TASK —
Please transcribe, exactly and only, the lines of the records below from the one holding "python setup.py install --user" to the very end.

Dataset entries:
PR #3, opened 2015-05-01
Multiple updates

rth:
Hi Dan,

first of all, thank you so much for putting this module online. I have been looking for a python implementation of the BASEX algorithm for a while and it is really helpfull!

I did update several things and which are included in this pull request.

 1. Rearanged the code base so it can be used as a standalone module. 
     It can be installed with
             
             python setup.py install --user

     or if you want to change the source files without having to reinstall all the time,

            python setup.py develop --user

OUTPUT —
             python setup.py install --user

     or if you want to change the source files without having to reinstall all the time,

            python setup.py develop --user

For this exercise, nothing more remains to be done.